Does this look right?


----------



## mlwindc (Feb 8, 2013)

This is Wilson's first real winter as a big boy -- his first birthday is next week! I went to try on coats for him today and this is the ruffwear track jacket which I thought he'd use next month for pheasant hunting.

Long story short, Wilson is a BIG tall boy. He weighs in at just over 60 lbs and when the store measured him, said he was 24 inches from shoulder down to tail. This is the ruffwear large. It looks short on him! Per the picture on the tag, this looks to be common with these this coat - they are just short? http://www.ruffwear.com/Track-Jacket-High-Visibility-Coat?sc=2&category=12 

Anyhow, does anyone have this coat and is this how it should fit? Yes, I realize this is a somewhat ridiculous question, but I have never bought coats for pups before!
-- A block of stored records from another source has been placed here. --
PR #306, opened 2021-01-05
Enhance GCWTool

t-m-z:
**Situation**
Currently there are two different ways to add one single button in the AppBar-Widget:
1.  provide a key xxx_titleTrailing in the json-files and an IconButton-Widget
2.  provide a key _xxx_onlinehel_p in the json-files
To be more flexible and provide more than one button, the GCWTool-Widget has to be enhanced or a second, improved Widget has to be used.

**Discussion**
While initializing the GCWizard-App, the registry.dart builds al toolList = List of GCWTool.
Hence there is only one kind of widget possible.

**Recommendation**
Enhance the GCWTool-Widget to be more flexible. Thus
- provide a new field buttonList
- provide a class to initialize the buttonList in the registry
- provide a method to build the buttonList
This enhancement works with the already working keys for
- Online-Help for FormulaSolver
- Online-Help for Variable Coordinates
- download of SymbolTables-PDF
Hence there are no changes necessary - however could be done in future.

**Example**
```
GCWTool(
     tool: Chef(),
     i18nPrefix: 'chef',
     searchStrings: 'chef koch rezept recipe language programming sprache esoteric esoterisch programmiersprache',
     buttonList: [
         GCWToolActionButtonsEntry(true, 'chef_download_documentation_url', 'chef_download_documentation_title', 'chef_download_documentation_text', Icons.file_download),
         GCWToolActionButtonsEntry(false, 'chef_online_help_url', '', '', Icons.help)],
),
```

### DIFF
--- a/lib/widgets/common/gcw_tool.dart
+++ b/lib/widgets/common/gcw_tool.dart
@@ -1,6 +1,7 @@
 import 'package:flutter/material.dart';
 import 'package:gc_wizard/i18n/app_localizations.dart';
 import 'package:gc_wizard/theme/theme.dart';
+import 'package:gc_wizard/widgets/common/base/gcw_dialog.dart';
 import 'package:gc_wizard/widgets/common/gcw_symbol_container.dart';
 import 'package:gc_wizard/widgets/selector_lists/gcw_selection.dart';
 import 'package:gc_wizard/widgets/utils/common_widget_utils.dart';
@@ -16,6 +17,7 @@ class GCWTool extends StatefulWidget {
   final autoScroll;
   final iconPath;
   final String searchStrings;
+  final List buttonList;
 
   var icon;
   var _id = '';
@@ -36,7 +38,8 @@ class GCWTool extends StatefulWidget {
     this.autoScroll: true,
     this.iconPath,
     this.searchStrings: '',
-    this.titleTrailing
+    this.titleTrailing,
+    this.buttonList
   }) : super(key: key) {
     this._id = className(tool) + '_' + (i18nPrefix ?? '');
     this._isFavorite = Prefs.getStringList('favorites').contains('$_id');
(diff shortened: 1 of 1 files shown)


S-Man42:
First test, opened just one tool:
grafik

lib/widgets/common/gcw_tool.dart
```diff
@@ -16,6 +17,7 @@ class GCWTool extends StatefulWidget {
   final autoScroll;
   final iconPath;
   final String searchStrings;
+  final List buttonList;
```
S-Man42, line 20: You should never declare untyped collections! :) You should take List<Widget> instead or similar

lib/widgets/common/gcw_tool.dart
```diff
@@ -69,17 +72,24 @@ class GCWTool extends StatefulWidget {
   _GCWToolState createState() => _GCWToolState();
 }
 
+class GCWToolActionButtonsEntry {
```
S-Man42, line 75: Please offer an example to how do you expect to use this. Should  the buttons be generated in the registry? Or should they created here from the i18n key like "online_help" by an special identifier (which would be the way I prefer)...

lib/widgets/common/gcw_tool.dart
```diff
@@ -102,6 +112,38 @@ class _GCWToolState extends State<GCWTool> {
     );
   }
 
+          _buildButtons() {
```
S-Man42, line 115: indent issue

lib/widgets/common/gcw_tool.dart
```diff
@@ -69,17 +72,24 @@ class GCWTool extends StatefulWidget {
...
   @override
   Widget build(BuildContext context) {
     return Scaffold(
       appBar: AppBar(
         title: Text(widget.toolName),
-        actions: <Widget>[
-          widget.titleTrailing ?? _buildHelpButton()
-        ],
-      ),
+        actions: _buildButtons(),
```
S-Man42, line 92: indent issue

lib/widgets/common/gcw_tool.dart
t-m-z: As I wrote in the PR-Comment 
- your provide actually two different ways to implement only one button; either to start a download or to provide onlinehelp:
  - titletrailing-key and an additional widget with a button like for example for the download of the symbol-tables.pdf
  - onlinehelp-key and _buildHelpButton-Method inside the GCWTool-Widget like for example for the formula-solver
- I suggest build one flexible method for zero, oner or more buttons, thus
  - to define the buttons in the registry
  - to analyse the key and build the appbar with the buttons in the GCWTool-Widget

t-m-z:
will be re-opened for 1.5.0

PR #307, opened 2021-01-05
feature coding/encoding Cistercian numbers with a segment display

t-m-z:
for first review and discussion


S-Man42:
Please add tool to:
- Registry
- Main View

Currently this is not runnable because of missing entry hooks

S-Man42:
758 is not decodable
grafik

S-Man42:
I wouldn't use the "text encryption":
- "adfjkou" is an internal segment encoding, but nothing, a user must know about. It could yield confusions -> Unenlighted users may think, this is a real cistercian encryption. -> Same for decrypt output, which should only accept visual input
- Second: The vertical bar in the middle should always be on, I think.
- So, we need to enhance the segment widget for two points:
-> Add boolean for visualEncryptionOnly
-> Use "notEditable" flag for specific input segments.

lib/logic/tools/science_and_technology/segment_display.dart
```diff
@@ -467,20 +562,19 @@ List<List<String>> encodeSegment(String input, SegmentDisplayType segmentType) {
...
+        if (display != null)
+          output.add(AZToSegment[character]);
     }
   }
 
   return output;
 }
 
-
 Map<String, dynamic> decodeSegment(String input, SegmentDisplayType segmentType) {
```
S-Man42, line 575: To extract the cistercian logic from the segment logic, this could take an additional parameter: 
decodeSegment(String input, SegmentDisplayType segmentType, {customSegments})

lib/logic/tools/science_and_technology/segment_display.dart
```diff
@@ -467,20 +562,19 @@ List<List<String>> encodeSegment(String input, SegmentDisplayType segmentType) {
...
   if (input == null || input == '')
     return {'displays': [], 'text': ''};
-
   var baseSegments;
 
   switch (segmentType) {
```
S-Man42, line 580: You don't even need the SegmentDisplayType.CISTERCIAN. You make it SegmentDisplayType.CUSTOM for reusablitity.

and then:

switch () {
   case SEVEN:...
   case CUSTOM: baseSegments = customSegments // your parameter with your customSegments
}

lib/widgets/tools/crypto_and_encodings/cistercian.dart
```diff
@@ -0,0 +1,283 @@
...
+                  )
+                ],
+              ),
+            ),
+            _buildOutput(countColumns)
+          ]
+      );
+  }
+
+  _buildTextualDecryption(){
```
S-Man42, line 137: I would completely leave it, see above

lib/widgets/tools/crypto_and_encodings/cistercian.dart
```diff
@@ -0,0 +1,283 @@
...
+          return UNKNOWN_ELEMENT;
+
+        return character.join();
+      }).join(' ');
+
+      return Column(
+        children: <Widget>[
+          _buildDigitalOutput(countColumns, segments),
+          GCWDefaultOutput(
+              child: output
```
S-Man42, line 257: See above: I would leave out the textual output.

S-Man42 (commented):
Looks very well so far! You the logic extraction and removing the textual input/output...

Well done!

t-m-z:
class is registered in registry and main_view
cistercian logic is extracted
758 can be decoded
however I have a strange behavoiur with the decoding logic: 6, 60, 600 and 6000 can not be decoded. Their characters d, c, o and n are not recognized. I need your help. I do not see this error.

PR #308, opened 2021-01-05
feature Number sequences

t-m-z:
Allows calculation on number sequences.

Calculations are
- check given number if part of sequence and return position or -1
- get nth number of sequence
- get numbers with n digits
- get numbers within a given range
- check given sequence of digits if part of sequence and return position or -1

Number sequences are
- Lucas
- Fermat
- Mersenne
- Pell
- Jacobsthal
- Pell-Lucas
- Lucas-Jacobsthal
- Recaman
- Catalan


S-Man42:
Created PR onto your branch for optimizing the output widgets, texts and descriptions:
https://github.com/t-m-z/GCWizard/pull/4

lib/logic/tools/science_and_technology/number_sequence.dart
```diff
@@ -0,0 +1,860 @@
...
+}
+
+List getNumbersInRange(NumberSequencesMode sequence, int start, stop) {
+  if (start == null || stop == null || start == '' || stop == '')
+    return [];
+
+  List numberList = new List();
+
+  if (sequence == NumberSequencesMode.FERMAT) {
+    for (int i = start; i <= stop; i++)
```
S-Man42, line 212: Well... a lot of code duplication right in here...

you can avoid a lot, when you do this:

```
Function _getNumberSequenceFunction(NumberSequencesMode mode) {

  switch (mode) {
    case NumberSequencesMode.FERMAT: return _getFermat;
    case NumberSequencesMode.MERSENNE: return _getMersenne;
    case NumberSequencesMode.CATALAN: return _getCatalan;
    case NumberSequencesMode.JACOBSTAHL: return _getJacobsthal;
    case NumberSequencesMode.JACOBSTHAL_LUCAS: return _getJacobsthalLucas;
  }

  return null;
}
```
and then use this like this:

```
var numberSequenceFunction = _getNumberSequenceFunction(sequence);
if (numberSequenceFunction != null) {
	for (int i = start; i <= stop; i++) {
	  numberList.add(numberSequenceFunction(i)); // use function here
	}
} else if (sequence == NumberSequencesMode.FIBONACCI) {
...
}...
```

Same can be done on the other functions:

```
    index = 0;
    number = numberSequenceFunction(index);  // here
    while (number <= checkNumber){
      if (number == checkNumber) {
        return index.toString();
      } else
        index++;
      number = numberSequenceFunction(index); // here
    }
```

S-Man42: This avoid the code duplication for at least 5 functions.

lib/logic/tools/science_and_technology/number_sequence.dart
```diff
@@ -0,0 +1,860 @@
...
+  else if (sequence == NumberSequencesMode.JACOBSTAHL) {
+    for (int i = start; i <= stop; i++)
+      numberList.add(getJacobsthal(i).toString());
+  }
+  else if (sequence == NumberSequencesMode.JACOBSTHALLUCAS) {
+    for (int i = start; i <= stop; i++)
+      numberList.add(getJacobsthalLucas(i).toString());
+  }
+  else if (sequence == NumberSequencesMode.FIBONACCI) {
+    BigInt number;
```
S-Man42, line 232: Then you are writing the Fibonacci (and other) code again and again.

This can be avoided for example:
- Search for n is the same as search for a range from n to n. So you can reuse the range function for checkAt. checkAt will return an one-elemented array

- Check for digits and and check for a number is also the same if you convert the number to digits...

So you could write a function like this (pseudo):

```
PositionSequenceOutput checkDigits(number, index, digitsToCheck) {
    if (digitsToCheck == null)
      return null;

    var idx = number.toString().indexOf(digitsToCheck);
    if (idx >= 0)
        return PositionSequenceOutput(number, index, idx + 1);

    return null;
}

dynamic doFibonacci (int start, int end, {String digitsToCheck, int countDigits}) {
   var number;
    while (index <= end) {
       number = index + previousNumber // or however the iteration step looks like
       
       if (index >= start) {   // relevant range
           var x = checkDigits(number, index, digitsToCheck);   // for checkNumber and checkDigits
           if (x != null)
                return x;

           var cnt = countDigits(number, countDigits);          // for countDigits
           if (cnt != null && cnt == true) {
               numbers.add(number);
           }
           if (cnt.toString().length > countDigits)
              return numbers;

           if (start < end || index == end)           // for range, second condition meets if for getNth
               numbers.add(number);

       }  

      index++; 
   }

   return numbers;
}


getNthFibonacci(n) {
    return doFibonacci(n, n)[0];
}

getFibRange(a, b) {
    return doFib(a, b)
}

getCheckNumber(a) {
    var x = doFib(0, maxE, digitsToCheck: a.toString())
    if (x.positionNumber == a)
       return true;
}

getCheckDigits(a) {
    return doFib(0, maxE, digitsToCheck: a.toString())
}

getNumbersWithDigits(a) {
   return doFib(0, maxE, countDigits: a);
}
```

Moreover: You can optimize this more... The part where you calc the next iteration can be replaced by a function like this, i guess:

```
calcNextFib(a0, b0) {
     return a0 + b0
}
```

This enables you to use the function even more general.

instead of `doFibonacci()` you can make it 

```
doIterationFunction(...., SequenceMode mode) {
    var iterateStep = getFunctionForMode (mode); // as show for the first five functions    

    while (index < end){ 
         number = iterateStep();
         
         if (index >= start) {
             // same code as above
         }
   }
}
```

lib/logic/tools/science_and_technology/number_sequence.dart
```diff
@@ -0,0 +1,860 @@
...
+// https://oeis.org/A084175   Jacobsthal-Oblong   a(n) = a(n-1) * a(n-2)
+// https://oeis.org/A008336   RecamánII          	a(n+1) = a(n)/n if n|a(n) else a(n)*n, a(1) = 1.
+// https://oeis.org/A000058   Sylvester           a(n) = 1 + a(0)*a(1)*...*a(n-1)
+// https://oeis.org/A000110   Bell                a(n) = exp(exp(n) - 1)
+
+
+import 'dart:math';
+
+class getPositionOfSequenceOutput {
+  final String number;
```
S-Man42, line 27: It is not clear to me, why you are using String output instead of (BigInt, int, int). You always cast your results into Strings...

The String is just for the output. It's a frontend type in this case. I'd prefer to convert the very final result once in the output.

lib/logic/tools/science_and_technology/number_sequence.dart
```diff
@@ -0,0 +1,860 @@
...
+final Zero = BigInt.zero;
+final One = BigInt.one;
+final Two = BigInt.two;
+final Three = BigInt.from(3);
+final sqrt5 = sqrt(5);
+final sqrt2 = sqrt(2);
+
+
+BigInt getFermat(int n){
+  return Two.pow(n) + One;
```
S-Man42, line 60: According to https://en.wikipedia.org/wiki/Fermat_number the formula ist not (2^n - 1) but (2^2^n - 1), which let the function explode! :D

S-Man42 (commented):
A lot of stuff here to optimize, especially the code duplication in the logic. I would like to see a more optimized code there. If you don't have any time, I would merge it nonetheless but would create a "technical dept" ticket for the next release. However, the wrong calculation of Fermat must be fixed in any way.

Additional points:
- Please think about adding a submit button. On some function, when you are typing a 4 digit input, the calculation takes much time. In that time, entering a 5th digit or a 6th, is not possible. The better approach here is to let the user input the whole input and then run the calculation.
- A wish for the end: Factorial as separate sequence would be quite nice, and is not that uncommon to use, I guess.

t-m-z:
a lot of food for thougth - but valid.
- searchstrings are corrected
- code-dublication reduced
- cast to string ist part of the frontend
- Fermat formula corrected
- Factorial added
- Fermat renamed to Mersenne-Fermat
- description according to OEIS added

t-m-z:
test were added and successful

t-m-z:
ragarding maxIndex, maxDigits: field are added and initialized. The correct values have to explored

S-Man42:
Closed because of other branch merged: #319

PR #352, opened 2018-11-27
STSMACOM-133: Apply arrows for magnifying glass

anastasiaHahanova:
## Purpose
Regarding [STSMACOM-133](https://issues.folio.org/browse/STSMACOM-133), arrow icons should be applied to magnifying glass to indicate the state of the searching pane. The existence of badge should be taken into the account (when filters are applied). 

_Animation for pane will be applied later._

## Approach
- Add arrow icons to stripes-components [STCOM-407](https://github.com/folio-org/stripes-components/pull/731).
- Create `<SearchButton> `component, where the icons are applied.
- Add animation for the icons.

## Screenshots

Without animation

:

### DIFF
--- a/lib/SearchAndSort/SearchAndSort.js
+++ b/lib/SearchAndSort/SearchAndSort.js
@@ -8,10 +8,14 @@ import { deprecated } from 'prop-types-extra';
 import Route from 'react-router-dom/Route';
 import { withRouter } from 'react-router';
 import { FormattedMessage } from 'react-intl';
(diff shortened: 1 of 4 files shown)


filipjakobsen:
I am not able to try this out, as I do not have the code running on my computer; but judging from the GIF attached, I suggest we keep the animation in the code, but comment it out or otherwise disable it, until the pane animates as well.

MikeTaylor:
Hi, @anastasiaHahanova. I'm not working on FOLIO any more, so I'm declining your request to review this PR. Good luck with it!

PR #353, opened 2018-11-28
Replacing actionMenuItems-prop with actionMenu-prop in EntrySelector

rasmuswoelk:


lib/EntryManager/EntrySelector.js
```diff
@@ -92,6 +92,41 @@ class EntrySelector extends React.Component {
...
+        onClick={button.onClick}
+        id={button.id}
+      >
+        <Icon icon={button.icon}>
+          {button.label}
+        </Icon>
+      </Button>
+    ));
+  }
+
```
cherewaty: It looks like "Duplicate" is the only option ever available - if that's the case, we could just return a `<Button>` for that, and don't have to map over `actions`. That would cut `getActionMenu()` in half.

PR #391, opened 2019-01-10
STCOM-439: Add multiselection filter

Yurii-Danylenko:
https://issues.folio.org/browse/STCOM-439

## Purpose
Create a reusable multiselection filter, based on MultiSelection component, to be used in SearchAndSort side panel.

## Approach
- create `onChangeHandler` which will raise filter name and selected values after a filter change.
- add a couple of props
- add tests only specific for this component

### DIFF
--- a/index.js
+++ b/index.js
@@ -26,6 +26,7 @@ export { default as PasswordValidationField } from './lib/PasswordValidationFiel
 export { default as ProxyManager } from './lib/ProxyManager';
 
 export { default as SearchAndSort } from './lib/SearchAndSort';
+export { default as MultiSelectionFilter } from './lib/SearchAndSort/components/MultiSelectionFilter';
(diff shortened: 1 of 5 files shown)


doytch:
Same as #392, do we need to export this from stripes-smart-components/index.js as well?

index.js
```diff
@@ -26,6 +26,7 @@ export { default as PasswordValidationField } from './lib/PasswordValidationFiel
 export { default as ProxyManager } from './lib/ProxyManager';
 
 export { default as SearchAndSort } from './lib/SearchAndSort';
+export { default } from './lib/SearchAndSort/components/MultiSelectionFilter';
```
doytch: Does this work? Shouldn't it be `export { default as MultiSelectionFilter } from './lib/...`?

Wilson will also need a real coat once winter comes, but this is just my starting point.


----------



## Laika (Mar 3, 2013)

Seems a little short??

I have the Ruffwear K-9 Overcoat and it seems like the back may be a little longer. I am very happy with this coat, but my pup is petite compared to Wilson  

http://www.ruffwear.com/K9?sc=2&category=12

I think I am going to look into the Chilly Dogs coats soon though, they seem to be popular with some folks on the forum.

http://www.chillydogs.ca


----------



## MCD (May 4, 2013)

Just going out to take pictures of Dharma now. will post later.


----------



## Laika (Mar 3, 2013)

From last winter


----------



## mlwindc (Feb 8, 2013)

Thanks!!! I think it is short, but maybe it is supposed to be short since it is a visibility jacket versus warmth jacket? I compared the length of the two jackets and yours is definitely longer even tho fitted for the same size pup. I may have to invest in a chilly dog one next year, once I see how Wilson tolerates coats. He's a bit nippy still with them


----------



## MCD (May 4, 2013)

Is there any way you can contact the manufacturer? That's the neat thing about Chilly Dog. The reviewed my order and felt that she would not get any long term wear out of small at her age. Even though it might fit nicely now. They confirmed that my measurements were correct which made me feel better. In the end I got Dharma the medium in the 2 items I ordered for the fall. they are big on my little 15 week old puppy- but not by much. They still hang slightly over her tail. I will order her a coat when it gets later into the early winter and I can see how much more she has grown by the sizing of her rain slicker and sweater.


----------



## Kafka (Jul 24, 2013)

This post is probably too old to help the OP out but for other people considering this track jacket: it is great!!
I just got one yesterday so that I could bring her on a rabbit hunt. (We didn't end up seeing any other hunters but I wanted to make sure she was clearly visible).
The picture is a bit dark but you can see the fit. It is an S/M for my petite 41lbs girl.
I got it at REI so that I could bring her in and fit it on (dogs officially not allowed in the store but I asked before bringing her in).
Of course I've only used it once now but she ran through bushes and brush and most importantly didnt seem to restrict her movement (see pic running up steep hills) and it really seems like great quality and has great adjustable straps.
Besides hunting trips I think I'll also have her wear it on hikes and runs in twilight. I'm very happy with it!


----------